File swarming (or file sharing) is one of the most important applications in P2P networks. One classical example of file swarming applications is the well-known BitTorrent (BT) protocol. In this talk, we first present the BT protocol, then we propose a stochastic framework to analyze a file swarming system under realistic setting: constraints in upload/download capacity, collaboration among peers and incentive for chunk exchange. We first extend the results in the coupon system by Massoulie and we provide a tighter performance bound. Then we generalize the coupon system by considering peers with limited upload and download capacity. We illustrate the well-known last-piece problem, and show the effectiveness of using forward error-correction (FEC) code and/or multiple requests to improve the performance. Lastly, we propose a framework to analyze an incentive-based file swarming system. The stochastic framework we propose can serve as a basis for other researchers to analyze and design more advanced features of file swarming systems.

Short Bio:

John C.S Lui is currently the chairman of the Department of Computer Science & Engineering at The Chinese University of Hong Kong.
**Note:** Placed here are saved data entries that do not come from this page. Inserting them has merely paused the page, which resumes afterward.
PR #3538, opened 2022-07-15
fix(blitz-rpc): fix 6th pipe resolver not returning resolved value -- canary

datner:

exact same as #3537 but for the canary branch

No idea how this wasn't caught by now, but the 6th function in a given pipe will return the `Ctx` instead of the value yielded by the function (according to the type info) 🤷‍♂️

```ts
// this yields Ctx
export default resolver.pipe(
  fn1,
  fn2,
  fn3,
  fn4,
  fn5,
  fn6
)
```

## Bug Checklist

## Feature Checklist


beerose:
Since we recently moved the framework code to https://github.com/blitz-js/legacy-framework/, I'll close this PR. Thank you for contributing, though, and thank you for catching this error!

beerose:
No, actually the toolkit/Blitz 2.0 code is in the `main` branch currently

Issue #3550, opened 2022-07-17
prefetchQuery in ssr/static only keeps last query


Zeko369:
Credit to @iDavidB for finding the bug, thread on discord 998248548854399047

### What is the problem?

When prefetching multiple queries only the last one is actually saved

### Paste all your error logs here:

Doens't work

### Paste all relevant code snippets here:

[Reproduction](https://codesandbox.io/s/prefetch-repro-5b25q9?file=/pages/prefetch.tsx)

### What are detailed steps to reproduce this?

1. codesandbox

### Run `blitz -v` and paste the output here:

```
latest
```

PR #3551, opened 2022-07-17
Fix prefetching multiple queries causes only the last one to be passed to page

Zeko369:
Closes: #3550

## Bug Checklist

- [x] Initialise QueryClient only the first time (instead of on every prefetch)


beerose (approved):
Thanks!

PR #3562, opened 2022-07-18
Add redis storage implementation in Auth

StringKe:
Closes: ?

Add redis storage implementation in Auth,

Supports both [ioredis](https://www.npmjs.com/package/ioredis) and [redis](https://www.npmjs.com/package/redis)

**Since Pipeline doesn't have a redis backend set up, I don't know how unit tests for redis can be added to the project and I need some help.**

change:
1. Separate the prisma implementation from the [auth-plugin](https://github.com/StringKe/blitz/tree/48b30eeb9c7e42585869326e0a00eb813af93f25/packages/blitz-auth/src/server/auth-plugin.ts) (move it to the [plugins](https://github.com/StringKe/blitz/tree/48b30eeb9c7e42585869326e0a00eb813af93f25/packages/blitz-auth/src/server/plugins) directory) and implement redis in a new directory ([plugins](https://github.com/StringKe/blitz/tree/48b30eeb9c7e42585869326e0a00eb813af93f25/packages/blitz-auth/src/server/plugins))

## Bug Checklist

## Feature Checklist


packages/blitz-auth/package.json
```diff
@@ -31,10 +31,12 @@
     "cookie-session": "2.0.0",
     "debug": "4.3.3",
     "http": "0.0.1-security",
+    "ioredis": "5.2.1",
```
beerose, line 34: I think we should find a solution where we avoid adding Redis to the dependencies. Currently, everyone using blitz-auth will end up having ioredis and redis in their deps even if they aren't using it.

beerose (commented):
Thanks a lot for starting to work on that!

I left one comment with something up for a discussion

packages/blitz-auth/package.json
StringKe: Both of these dependencies can be added to devDependencies , taking into account the typescript definitions.

Maybe it is possible to provide an abstraction layer up to the user concrete implementation to decide which one to use?

Zeko369: Maybe have `@blitzjs/auth-backend-redis`?

beerose: > Maybe have `@blitzjs/auth-backend-redis`?

Yeah, I was thinking about `@blitzjs/auth/redis` or something. Not sure yet what would be best here

flybayer: Can we keep it in `@blitzjs/auth` but move redis stuff to devDeps and have users install it themselves?

That's what we do with Prisma and Zod, and it works well

lhocke:
@Zeko369 pointed me to this and I've been testing it out with ioredis, ran into a few issues when trying to actually create the session and add it to the blitz context.

1. ```expires``` needs to be converted to an integer before it can be passed into ```redis.set``` or it throws an error
2. ```getSession``` needs to return a ```Promise<SessionModel>``` to properly serialize a session on login or else it just creates an entry in the database that is inaccessible on the client.
3. attempting to resolve the parsed data from a redis query into blitz-context will throw ```date.getTime() is not a function``` unless ```expiresAt``` is first converted to a Date object (values are stored as strings in Redis)

I've written a potential replacement for [packages/blitz-auth-ioredis/src/index-server.ts](https://github.com/blitz-js/blitz/pull/3562/files#diff-45460f1d865d1d5a47e427e749e38b9ad61331844bbedc1b7d11adf1d36f21cc) that resolves these issues, that I can either include as a code snippet or fork and do a PR, whichever you'd prefer

packages/blitz-auth/src/server/plugins/auth-primsa.ts
```diff
@@ -0,0 +1,50 @@
+import {PublicData, SessionConfigMethods, SessionModel} from "../../shared"
```
beerose, line 1: There's a type in the filename (primsa -> prisma)

packages/blitz-auth-redis/test/sample.test.ts
```diff
@@ -0,0 +1,13 @@
+import {assert, expect, test} from "vitest"
```
beerose, line 1: Are you planning to add tests for the auth-redis?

He received his Ph.D. in Computer Science from UCLA. He has been a visiting professor in computer science departments at UCLA, Columbia University, University of Maryland at College Park, Purdue University, University of Massachusetts at Amherst and Universit degli Studi di Torino in Italy. His current research interests are in theoretic/applied topics in data networks, distributed multimedia systems, network security, OS design issues and mathematical optimization and performance evaluation theory. John received various departmental teaching awards and the CUHK Vice-Chancellor's Exemplary Teaching Award in 2001. He is a co-recipient of the IFIP WG 7.3 Performance 2005 and IEEE/IFIP NOMS 2006 Best Paper Awards. He is on the editorial board of IEEE Transactions on Computers, IEEE Transactions on Parallel & Distributed Systems, Performance Evaluation Journal and International Journal on Network Security. He is currently the vice president of the ACM SIGMETRICS. His personal interests include films and general reading.